Elder At Home differs from other models in operation here because Providence is both the insurance and medical services provider. Currently, the only patients covered by Providence Medicare Advantage insurance who can access Elder At Home services are those recommended by the insurance side of the business.

This is somewhat controversial internally. Providence medical staff have reportedly complained that doctors, not insurers, should say who needs in-home care.

Providence says that, while the initial recommendation comes from the insurance company, the primary care physician reviews patient referrals and either confirms or rejects them based upon their knowledge of the patient.

“One of the backbones of the Elder At Home program is using the Providence Health Plan data to initially identify a possible participant.

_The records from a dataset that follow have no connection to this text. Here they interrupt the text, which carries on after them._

PR #416, opened 2024-10-20
Fw 58

oganigl:
I have create pwm.cpp for the mock, Furthermore I've done the changes in Pin.hpp and SharedMemory requested by Juan in last pull request fw-51

### DIFF
--- a/Inc/HALALMock/Models/PinModel/Pin.hpp
+++ b/Inc/HALALMock/Models/PinModel/Pin.hpp
@@ -88,7 +88,7 @@ enum PinType {
 };
 
 struct PinModel {
-	PinType type; // Always check type before using the union
+	PinType type=PinType::NOT_USED; // Always check type before using the union
 
 	union  {
 		struct DigitalOutput {
--- a/Inc/HALALMock/Models/PinModel/Pin.hpp
+++ b/Inc/HALALMock/Models/PinModel/Pin.hpp
@@ -107,7 +107,7 @@ struct EmulatedPin {
 			// TODO FW-54
 		} ADC;
 		// TODO Add more types
-	}PinData;
+	} PinData;
 };
 
 class Pin {
--- a/Inc/HALALMock/Models/PinModel/Pin.hpp
+++ b/Inc/HALALMock/Models/PinModel/Pin.hpp
@@ -88,7 +88,7 @@ enum class PinType {
 };
 
 struct EmulatedPin {
-	PinType type=PinType::NOT_USED; // Always check type before using the union
+	PinType type = PinType::NOT_USED; //Always check type before using the union
 
 	union  {
 		struct {
--- a/Inc/HALALMock/Models/PinModel/Pin.hpp
+++ b/Inc/HALALMock/Models/PinModel/Pin.hpp
@@ -105,7 +105,7 @@ struct EmulatedPin {
 		}PWM;
 		struct {
 			// TODO FW-54
-		}ADC;
+		} ADC;
 		// TODO Add more types
 	}PinData;
 };
--- a/Inc/HALALMock/Models/PinModel/Pin.hpp
+++ b/Inc/HALALMock/Models/PinModel/Pin.hpp
@@ -78,7 +78,7 @@ enum PinState{
 	ON
 };
 
-enum PinType {
+enum class PinType {
 	NOT_USED,
 	DigitalOutput,
 	DigitalInput,
@@ -87,7 +87,7 @@ enum PinType {
 	// TODO: Add more types
 };
 
-struct PinModel {
+struct EmulatedPin {
 	PinType type=PinType::NOT_USED; // Always check type before using the union
 
 	union  {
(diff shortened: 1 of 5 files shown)


g0nz4I0 (approved):
LGTM (Looks Good To Me) but now that we are within an OS it might be interesting to print more stuff, more info on the console

jmaralo:
# Please DO NOT apply comments targeted to other branches / pull requests in your own branch.

What you should do is, if you need the changes for the comments now and you know how to solve the issues pointed out, first tell the other person you are adding code to solve the comments on their branch because you need it (just in case the other person is about to upload the new code) and then **in the original branch** make a new commit with the changes. Then, once that is done, merge that branch into your own branch and once you are done create the Pull Request relative to the other branch, because now the job is being solved on multiple branches, by multiple people at the same time and the reviewers have to check the changes to the same thing on multiple branches.

In this case, you should have done this:
1. See that you need code from branch `Fw-51` that has an open pull request with comments.
2. Read the changes requested and see that you can apply them on your own.
3. Tell @jorgesg82 that you are fixing some of the comments and if there is any problem with you doing that because it's urgent.
4. Checkout to branch `Fw-51` and write code with the corresponding commits

jmaralo:
Now that it is as it is, no need to change it as it will mess further with the git history, we'll merge the first commit on monday and carry on. But remember to read the comment @oganigl, and also the rest of the subsistem ;)

Src/HALALMock/Services/PWM/PWM/PWM.cpp
```diff
@@ -1,110 +1,63 @@
...
-  if(not is_initialized){
-	ErrorHandler("PWM was not initialized");
-  }
-  if(is_on) return;
-  if(HAL_TIM_PWM_Start(peripheral->handle, channel) != HAL_OK) {
-    ErrorHandler("PWM did not turn on correctly", 0);
-  }
-  is_on = true;
+	if(*(this->frequency)==0){
+		ErrorHandler("You need to set a frequency before turn_on the PWM :%d",*(this->frequency));
```
jmaralo, line 27: If you don't check this condition in set_frequency I wouldn't check it here either, if there is the need for the frequency to be !=0 then the check should be everywhere, otherwise it should be nowhere, as the condition can be easily broken by the user code once started

Src/HALALMock/Services/PWM/PWM/PWM.cpp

However,  knowing data isn’t information, we use the [primary care physician] to validate and approve the member’s participation.  The last step is the patient also has the step of saying yes, or no, to the program,” says Ruth Johanson, Providence’s director of strategic management services.

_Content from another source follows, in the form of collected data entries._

PR #417, opened 2024-10-21
[FW-73] Actualizar modelo PIN de la HALAL Mock

jdmarmen:
Removed all HAL calls and HAL_GPIO_Init struct configurations, void Pin::start() is now empty and does nothing at the moment.


jmaralo (approved):
LGTM (Looks Good To Me), there are still a few references to the types the HAL uses (namely `GPIO_TypeDef`) but that shouldn't be an issue.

Even Providence, the largest healthcare provider in Oregon, is challenged by the financial constraints imposed on those who practice in-home medicine.

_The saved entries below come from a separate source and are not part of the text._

PR #421, opened 2024-10-22
Feature/fw 55

oganigl:
I have changed Encoder.hpp and Encoder.cpp to work in the Simulator, the main things are the creation of three privates variables in the class: bool direction, uint32_t count_value, bool is_on.  I linked this variables with the respective EmulatedPin for Pin1 only.


Src/HALALMock/Services/Encoder/Encoder.cpp
```diff
@@ -22,128 +22,73 @@ uint8_t Encoder::inscribe(Pin& pin1, Pin& pin2) {
...
-    return ((timer->handle->Instance->CR1 & 0b10000) >> 4);
+    std::pair<Pin,Pin> pair_pin = Encoder::registered_encoder[id];
+    EmulatedPin &pin1_data = SharedMemory::get_pin(pair_pin.first);
+    return pin1_data.PinData.ENCODER.direction;
 }
 
 uint32_t Encoder::get_initial_counter_value(uint8_t id) {
-    TimerPeripheral* timer = pin_timer_map[registered_encoder[id]];
-    return (timer->handle->Instance->ARR / 2);
+    return 0;
```
jmaralo, line 89: By looking at the original code this should return exactly the half point of the range of the variable you are using to store the counter (e.g. for uint32_t -> UINT32_MAX / 2)

Src/HALALMock/Services/Encoder/Encoder.cpp
```diff
@@ -22,128 +22,73 @@ uint8_t Encoder::inscribe(Pin& pin1, Pin& pin2) {
...
-    if (HAL_TIM_Encoder_Stop(timer->handle, TIM_CHANNEL_ALL) != HAL_OK) {
-        ErrorHandler("Unable to stop encoder in timer %s", timer->name.c_str());
-    }
+    std::pair<Pin,Pin> pair_pin = Encoder::registered_encoder[id];
+    EmulatedPin &pin1_data = SharedMemory::get_pin(pair_pin.first);
+    pin1_data.PinData.ENCODER.is_on = false;
 }
 
-void Encoder::reset(uint8_t id) {
+void Encoder::reset(uint8_t id) {}
```
jmaralo, line 66: set the value to the one the original code is saying, half of the representable range (e.g. for uint32_t -> UINT32_MAX / 2)

jmaralo (changes requested):
two things about the initial value we talked about in the workshop that I realized while looking at the code now

Src/HALALMock/Services/Encoder/Encoder.cpp
oganigl: Yes is a good idea

jmaralo (changes requested):
should be an uint, fix that and is good to go

jmaralo (approved):

g0nz4I0 (approved):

James Arp, Chief Executive Home and Community Services, for Providence Health & Services in Oregon, is confident a new financial model will emerge that recognizes the value of providing home-based services.

“We are driving a definite shift from fee-for-service to fee-for value, and our home-based service programs are a key enabler of our movement toward providing value-based care for people who choose Providence,” he says.

Labor shortage

As these new models move forward, many face an acute shortage of medical personnel trained to treat the five percenters.

Most home-medical care practitioners take a big hit financially when they choose this career track. Sources familiar with the salaries of clinic-based and home-based PCPs say home-based practitioners earn about two-thirds of what a clinical primary care physician earns.


“It is unfair for the house call visit to be reimbursed the same way as a clinic appointment is. It is not sustainable.” — Nengliang Yao


 

The same MD who earns $150,000 working at a clinic might make $100,000 making home medical visits. That clinic-based MD might see 25-30 patients a day. The home-based clinician might see eight on a good day.

Medical school programs are slowly beginning to emerge that address home-based medical care, including one at the Oregon Health & Sciences University that pairs students with homebound patients. The American Academy of Home Care Medicine has had success in encouraging universities to offer home-based care curricula, and the Home Centered Care Institute (HCCI), a Schaumburg, IL-not-for-profit, offers training programs for medical professionals preparing for an in-home care career.

But the game-changer would be the death of the fee-for-service payment system that incentivizes volume over outcomes andfails to take into account patient wishes — in particular, where they want to receive their medical care.

“The major challenge [to expanding home medical services] remains the payment model, fee for service pay,” says Nengliang Yao, assistant professor, University of Virginia School of Medicine.

Yao is the co-author of “Geographic Concentration of Home-based Medical Care Providers,” a study that found that Portland is one of the few home-based medical care “hot spots” on the West Coast. “It is unfair for the house call visit to be reimbursed the same way as a clinic appointment is. It is not sustainable.”

Housecall Providers founder Benneth Husted looks back two decades, when she carried her little black medical bag to shut-ins in homes all over the Portland area,and acknowledges the progress that has been made. Yes, she agrees, more needs to be done. Too many elderly, sick individuals are slowly dying without medical care or dignity.

“But it is better than it used to be for these patients,” she says. “I will have succeeded when home medical care is just an accepted part of every medical practice. That’s the direction it’s moving in.”

Correction appended: Correction: A previous version of this article misstated the profile of HealthNet clients that are eligible for Landmark home health medical services. Not all are elderly, but all have at least five chronic health condition diagnoses.